Eärendil’s sailing to Valinor was quite outside the plan of the Valar. Mandos wanted Eärendil and Elwing to die as mortals. Manwë set aside the rule of Mandos in the case of the Half-Elven in order to accomplish the purposes of Eru, which did not become apparent until the union of Aragorn and Arwen. 



Arvedui said:


> I think we should be quite happy with the Valar not intervening directly. They did against Motgoth once, and:
> "Goodbye Beleriand!"
> And once against Sauron/Númenóreans:
> "Goodbye Númenór!"


And before that, in the Years of the Stars, before the Migration of the Elves, the Valar destroyed Utumno extract Melkor, hauling him off in the chain Angainor to Valinor where he spent three ages of the world imprisoned in Mandos. This also caused great destruction to Arda. And before _that_, the Ainur (the Valar and Maiar) had a great war against Melkor and his followers (Umaiar), that resulted in the destruction of the Two Lamps and fearsome ruin in Arda. Moreover, the Valar may later have come to believe they were mistaken to invite - to insist - that the Elves join them in Valinor: they did not dare repeat this error with Men. 



a14jvx said:


> Men were shunned from the beginning and supposedly receive the "Gift of Men". Nobody really knows what the result of men leaving Arda is. The alternative, the Undying Lands, is to be bound to Arda and live forever in a paradise. For all we know the gift is no gift at all compared to the fate of the elves. It is entirely expected for men to feel slighted.

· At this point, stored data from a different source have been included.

PR #8057, opened 2026-08-17
General: Drive fallback when GetMetricSpec fails empty

VedantMadane:


rickbrouwer:
https://github.com/kedacore/keda/blame/main/AGENTS.md#L45

PR #8063, opened 2026-08-18
Test: Fix e2e races in cron, disruption and validation tests

linkvt:
We're observing flaky E2E tests in our downstream OpenShift CI environment which I could basically completely fix by replacing fixed waits with actual waits for the desired state and a few cherry-picks of recent commits here.

I understand that this is not really a problem here in upstream but think the fixes are sensible and make also sense here as well.

Verified downstream in https://github.com/openshift/kedacore-keda/pull/64

### Changes

- **cron**: the trigger's start/end minute window was computed at package init, before any test setup ran. On a slow setup the window could already be closed by the time the test polled for it.
	- Compute it in TestScaler, right before the resources that use it are created.
- **disruption**: the test killed the KEDA operator/metrics-server pods right after scaling the monitored deployment, without waiting for the new pods to be running. KubernetesScaleDeployment only sets spec.replicas and returns immediately, so the operator could be killed before the pods it needs to observe on recovery exist yet.
	- Wait for the monitored deployment to reach the target replica count before each disruption.
- **broken_scaledobject_tolerancy**: the first reconcile of a broken ScaledObject competes with other reconciles for workers and can take longer than 60s.
	- Raise the scale wait to 300s (60x5), matching the budget already used at 26 other call sites of the same helper.

Also, this one isn't a timeout increase but a simple bug fix - due to the few line changes I'm including them here as well:
- **scaled_object_validation** / **scaled_job_validation**: a transient API error on an earlier setup step could leave err == nil where the test expected an error from a later step, and the next line unconditionally called err.Error(), panicking the test goroutine.
	- Use require instead of assert at those call sites so a failure stops the test cleanly instead of crashing the run.

### Checklist

Relates to #7991

### DIFF
--- a/tests/internals/scaled_job_validation/scaled_job_validation_test.go
+++ b/tests/internals/scaled_job_validation/scaled_job_validation_test.go
@@ -8,6 +8,7 @@ import (
 	"testing"
 
 	"github.com/stretchr/testify/assert"
+	"github.com/stretchr/testify/require"
 
 	. "github.com/kedacore/keda/v2/tests/helper"
 )
@@ -126,7 +127,7 @@ func testTriggersWithEmptyArray(t *testing.T, data templateData) {
 	t.Log("--- triggers with empty array ---")
 
 	err := KubectlApplyWithErrors(t, data, "emptyTriggersSjTemplate", emptyTriggersSjTemplate)
-	assert.Errorf(t, err, "can deploy the scaledJob - %s", err)
+	require.Errorf(t, err, "can deploy the scaledJob - %s", err)
 	assert.Contains(t, err.Error(), "spec.triggers in body should have at least 1 items")
 }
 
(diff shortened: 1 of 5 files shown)


JorTurFer:
/run-e2e cron|sequential
**Update:** You can check the progress [here](https://github.com/kedacore/keda/actions/runs/32147226957)
<details>

```
Execution of tests/scalers/cron/cron_test.go, has passed after "one" attempts
Execution of tests/sequential/opentelemetry_metrics/opentelemetry_metrics_test.go, has passed after "two" attempts
Execution of tests/sequential/datadog_dca/datadog_dca_test.go, has passed after "one" attempts
Execution of tests/sequential/disruption/disruption_test.go, has passed after "one" attempts
Execution of tests/sequential/broken_scaledobject_tolerancy/broken_scaledobject_tolerancy_test.go, has passed after "one" attempts
Execution of tests/sequential/prometheus_metrics/prometheus_metrics_test.go, has passed after "one" attempts
```

</details>

<details>

```
```

</details>

JorTurFer (approved):

wozniakjan (approved):

PR #8075, opened 2026-08-21
Redis Scaler: Add support for Microsoft Entra ID authentication via Azure Workload Identity 

### LINKED ISSUE #7888: Support Microsoft Entra authentication for the Redis scalers against Azure Managed Redis
### Proposal

The Redis scalers (redis, redis-cluster, redis-streams and variants) only authenticate via username/password. Azure Managed Redis now supports Microsoft Entra ID auth, where a short-lived Entra token is used as the Redis AUTH credential. We're requesting the Redis scalers acquire this token via the existing azure-workload pod identity provider — the same way the Azure Service Bus, Queue, and Monitor scalers already do.
When podIdentity.provider: azure-workload is set and no password is given, the scaler should request a token for the Redis scope, use it as the credential, and refresh it before expiry.

### Use-Case

We run KEDA on AKS scaling off Redis list/stream length on Azure Managed Redis. Our security baseline requires managed identity and disallows long-lived access keys. Today the only option is to store the instance's primary key as a Kubernetes secret for KEDA's password, which reintroduces a long-lived shared secret, requires manual rotation (a key rotation silently breaks scaling), and is inconsistent with every other Azure scaler. Same gap as the still-open https://github.com/kedacore/keda/issues/6537.

No

### Anything else?

_No response_

nathanSeixeiro:

Adds support for authenticating against Azure Managed Redis using Microsoft Entra ID (Azure Workload Identity), for the `redis`, `redis-cluster`, and `redis-streams` scalers — instead of requiring a static `username`/`password`.

**What changed:**

- **Auth**: when `podIdentity.provider: azure-workload` is set (and no `password` is provided), the scaler obtains an Entra ID token scoped to `https://redis.azure.com/.default` and uses it to authenticate, following the same `azure.NewChainedCredential` pattern already used by the Service Bus and Monitor scalers.
- **Automatic token refresh**: instead of fetching a token once, the scaler wires a `StreamingCredentialsProvider` (via `github.com/redis/go-redis-entraid`) so the token is refreshed proactively before expiry and re-authenticates active connections, not just new ones.
- **New adapter**: `pkg/scalers/azure/azure_redis_entraid_provider.go` bridges KEDA's existing `azcore.TokenCredential` (`NewChainedCredential`) into go-redis-entraid's `IdentityProvider` interface, so the token source stays consistent with the rest of the codebase rather than depending on go-redis-entraid's own Azure providers.
- **Validation guards**: `password` + `azure-workload` and Redis Sentinel + `azure-workload` are mutually exclusive and now rejected at `Validate()` (Azure Managed Redis doesn't use Sentinel for HA, so combining the two doesn't make sense — this is intentionally out of scope, not an oversight).
- `redis_streams_scaler.go` mirrors the same changes (struct field, validation, propagated `logger`).

**Testing:**

- `pkg/scalers/azure/azure_redis_entraid_provider_test.go`: unit tests for the new adapter (success path validates scope/token type, error path validates error propagation from the underlying `TokenCredential`).
- `redis_scaler_test.go` / `redis_streams_scaler_test.go`: new cases for password+azure-workload conflict, sentinel+azure-workload conflict.
- Full existing Redis scaler test suite still passes (`go test ./pkg/scalers/... -run 'TestRedis|TestRedisStreams' -v`).

**New dependency:** `github.com/redis/go-redis-entraid v1.0.7` (official Entra ID extension maintained by the go-redis team), used only for the token refresh/streaming credentials mechanism.

### Checklist
- [ ] When introducing a new scaler, I agree with the [[scaling governance policy](https://github.com/kedacore/governance/blob/main/SCALERS.md)](https://github.com/kedacore/governance/blob/main/SCALERS.md)
- [x] I have verified that my change is according to the [[deprecations & breaking changes policy](https://github.com/kedacore/governance/blob/main/DEPRECATIONS.md)](https://github.com/kedacore/governance/blob/main/DEPRECATIONS.md)
- [ ] A PR is opened to update our Helm chart ([[repo](https://github.com/kedacore/charts)](https://github.com/kedacore/charts)) *(if applicable, ie. when deployment manifests are modified)*
- [ ] A PR is opened to update the documentation on ([[repo](https://github.com/kedacore/keda-docs)](https://github.com/kedacore/keda-docs)) *(if applicable)*
- [x] Commits are signed with Developer Certificate of Origin (DCO - [[learn more](https://github.com/kedacore/keda/blob/main/CONTRIBUTING.md#developer-certificate-of-origin-signing-your-work)](https://github.com/kedacore/keda/blob/main/CONTRIBUTING.md#developer-certificate-of-origin-signing-your-work))

> **Docs:** `keda-docs` still needs updates (Redis scaler pages + the `azure-ad-workload-identity` authentication-providers page). Will follow up with a separate PR there once this one is reviewed/approved, to avoid documenting an API that may still change.

Fixes #7888


nathanSeixeiro:
I ve finished the PR! But I didn’t create the E2E tests because this needed a real AM Redis instance, I don't have access to create. 

If you all want, I can include the tests following the azure_service_bus_queue_aad_wi pattern, once we agree on how to provision the instance (e.g. a TF_AZURE_MANAGED_REDIS_HOST env var, similar to what’s used for Service Bus)

JorTurFer (commented):
looking good in general! great job! Can we spin up a redis server for the e2e test? you can spin up a server using this repo https://github.com/kedacore/testing-infrastructure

The Gift of Men is to leave Arda and become something else. The Fate of Elves is remain in Arda, but end when it does. As Finrod says in “The Debate of Finrod and Andreth”,


> [W]e [Elves] walk in the shadows of fear. ... I perceive that the great difference between Elves and Men is in the speed of the end. In this only. For if you deem that for the Quendi there is no death ineluctable, you err.
> 
> ...You see us, the Quendi, still in the first ages of our being, and the end is far off. As maybe among you death may seem to a young man in his strength; save that we have long years of life and thought already behind us. But the end will come. That we all know. And then we must die; we must perish utterly, it seems, for we belong to Arda... And beyond that what? …
> 
> Our hunter is slow-footed, but he never loses the trail. Beyond the day when he shall blow the mort[_footnote_: “the note sounded on a horn at the death of the quarry”], we have no certainty, no knowledge. And no one speaks to us of hope.

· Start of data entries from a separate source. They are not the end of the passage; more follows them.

PR #8076, opened 2026-08-22
RabbitMQ scaler: close test HTTP servers

### LINKED ISSUE #8034: Flaky pkg/scalers tests: never-closed httptest servers in rabbitmq_scaler_test.go panic and fail unrelated tests
### Report

`pkg/scalers/rabbitmq_scaler_test.go` creates `httptest.NewServer` inside `for` loops in four tests and never closes any of them. There is no `.Close()` call and no `defer` statement anywhere in the file (verified against current `main`):

| Server | Test |
|---|---|
| L460 | `TestGetQueueInfo` |
| L621 | `TestGetQueueInfoWithRegex` |
| L706 | `TestGetPageSizeWithRegex` |
| L828 | `TestRegexQueueMissingError` |

Each handler closes over the enclosing `*testing.T` and calls `t.Error` from inside the handler goroutine — twice, once on a request-path mismatch and once when the response write fails:

```go
var apiStub = httptest.NewServer(http.HandlerFunc(func(w http.ResponseWriter, r *http.Request) {
	expectedPath := fmt.Sprintf("%s/api/queues%s?page=1&use_regex=true&...", path, vhost)
	if r.RequestURI != expectedPath {
		t.Error("Expect request path to =", expectedPath, "but it is", r.RequestURI)   // L624
	}

	w.WriteHeader(testData.responseStatus)
	_, err := w.Write([]byte(testData.response))
	if err != nil {
		t.Error("Expect request path to =", testData.response, "but it is", err)       // L630
	}
}))
```

Because the servers keep listening for the lifetime of the test binary rather than the lifetime of the test that created them, a handler can run after its owning test has already returned. `t.Error` after test completion trips the guard in `testing.common.logDepth` and panics with `Log in goroutine after <TestName> has completed`, which takes down the whole test binary. Go then reports the failure against whichever test was executing at that moment, not against the test that owns the handler.

Two details that make this easier to hit than it looks:

- `allTestData` in `TestGetQueueInfoWithRegex` is the cross product of `testRegexQueueInfoTestData` and `getVhostAndPathFromURLTestData`, so one server is leaked per combination rather than one per test.
- These tests configure `GlobalHTTPTimeout: 1000 * time.Millisecond`. On a loaded CI runner the client can give up while a handler is still executing, which both abandons the request and makes the subsequent `w.Write` fail — and the failure path calls `t.Error`.

### Expected Behavior

`pkg/scalers` unit tests pass deterministically, and when an assertion does fail it is attributed to the test that caused it.

### Actual Behavior

The test binary intermittently panics with `Log in goroutine after TestGetQueueInfoWithRegex has completed`, originating at `pkg/scalers/rabbitmq_scaler_test.go:624`, and the failure is reported against an unrelated test.

I hit this on the `validate` job of #7985, where it surfaced as a failure of `TestSplunkObservabilityGetQueryResultReturnsOnParentContextCancel` — a test with no RabbitMQ involvement. It passed on `gotestsum`'s reruns while genuine failures in the same run reproduced consistently, so it presents as pure flake and is easy to misattribute to whatever PR happens to be under test.

I have not reproduced this deterministically on demand — it depends on goroutine scheduling, so it shows up in CI rather than reliably on a local run. What is directly verifiable without reproducing it is the structure:

1. `grep -n "httptest.NewServer" pkg/scalers/rabbitmq_scaler_test.go` — four servers, all created inside `for` loops.
2. `grep -c "\.Close()" pkg/scalers/rabbitmq_scaler_test.go` and `grep -c "defer " pkg/scalers/rabbitmq_scaler_test.go` — both return `0`, so none of them is ever shut down.
3. `grep -n "t.Error" pkg/scalers/rabbitmq_scaler_test.go` — each handler calls `t.Error` on the handler goroutine.

Together those three make "handler outlives its test, then calls `t.Error`" reachable. Repeated runs (`go test ./pkg/scalers/ -count=10 -race`) may surface it, but I would not expect it every time.

Yes, happy to open a PR. Two changes i'd suggest, either of which independently narrows the window and which together close it:

1. Shut each server down before its loop iteration ends — or convert each iteration into a `t.Run` subtest with `defer apiStub.Close()` — so no handler can outlive the test that owns it.
2. Stop calling `t.Error` from inside the handler: record the mismatch (or the write error) and assert on the main goroutine after the request returns. This makes the panic structurally impossible regardless of server lifetime.

Happy to keep it to the minimal change or to restructure the four loops into subtests, whichever maintainers prefer.

Karthik-Chowdary:
### Description

Close each RabbitMQ test HTTP server immediately after the scaler request finishes. The four affected tests created a server inside a loop without ever closing it, allowing a handler to outlive its owning test and call `t.Error` after that test completed.

This addresses the flake observed in the `validate` job of #7985, where the resulting panic was attributed to an unrelated Splunk test. Closing synchronously after `GetMetricsAndActivity` returns preserves the existing assertions while ensuring every iteration releases its listener before proceeding.

### Checklist

- [x] Tests have been added or updated where appropriate
- [x] All tests and static analysis pass locally
- [x] This change is limited to the issue scope

Fixes #8034

### DIFF
--- a/pkg/scalers/rabbitmq_scaler_test.go
+++ b/pkg/scalers/rabbitmq_scaler_test.go
@@ -494,6 +494,7 @@ func TestGetQueueInfo(t *testing.T) {
 
 		ctx := context.TODO()
 		_, active, err := s.GetMetricsAndActivity(ctx, "Metric")
+		apiStub.Close()
 
 		if testData.responseStatus == http.StatusOK {
 			if err != nil {
@@ -720,6 +721,7 @@ func TestGetQueueInfoWithRegex(t *testing.T) {
 
 		ctx := context.TODO()
 		_, active, err := s.GetMetricsAndActivity(ctx, "Metric")
+		apiStub.Close()
 
 		if testData.responseStatus == http.StatusOK {
 			if err != nil {
@@ -804,6 +806,7 @@ func TestGetPageSizeWithRegex(t *testing.T) {
 
 		ctx := context.TODO()
 		_, active, err := s.GetMetricsAndActivity(ctx, "Metric")
+		apiStub.Close()
 
 		if err != nil {
 			t.Error("Expect success", err)
@@ -925,6 +928,7 @@ func TestRegexQueueMissingError(t *testing.T) {
 
 		ctx := context.TODO()
 		_, _, err = s.GetMetricsAndActivity(ctx, "Metric")
+		apiStub.Close()
 		if err != nil && !testData.isError {
 			t.Error("Expected success but got error", err)
 		}


JorTurFer (approved):

JorTurFer:
thanks a lot!

rickbrouwer (approved):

Yours is the argument that led the Númenóreans to rebel and so bring about the Downfall of Númenor. 

Moreover, it was not living in the Undying Lands that gave the Elves their longevity: it was the nature of the Elves. Were Men to inhabit the Undying Lands, their nature would cause their spirits (_fëar_) to abandon their bodies (_hröar_), which would remain to rove as monsters. (See _Morgoth’s Ring_, “Aman and Mortal Men”, pp 429-430. See also here.)



a14jvx said:


> The evil in the world is purely due to the Valar. It was Morgoth that introduced the discord and his whisperings were what drove creatures to do evil things. Rather than deal with the corruption they brought, they defeat Morgoth, destroy the Beleriand, ignore Sauron, remove themselves from the world, and begin recalling the elves back to Valinor just as the new threat from Sauron rises.


The Valar did not remove themselves from the Circles of the World. Eru did this: it was beyond the authority of the Valar; moreover, _it was beyond their power and abilities._ The Valar, too, are bound to Arda until its end, even beyond the Circles of the World: even there they are not unreachable. The Istari came to Middle-earth in the Third Age, after the destruction of Númenor, after Valinor became unreachable for Men; and the Elves sailed there in ships specially prepared and hallowed for the journey. 


a14jvx said:


> Long story short, the Valar show a very heavy preference toward the elves. Whether that was the will of Eru we will never know, but if we assume Eru has no role in this it seems very biased.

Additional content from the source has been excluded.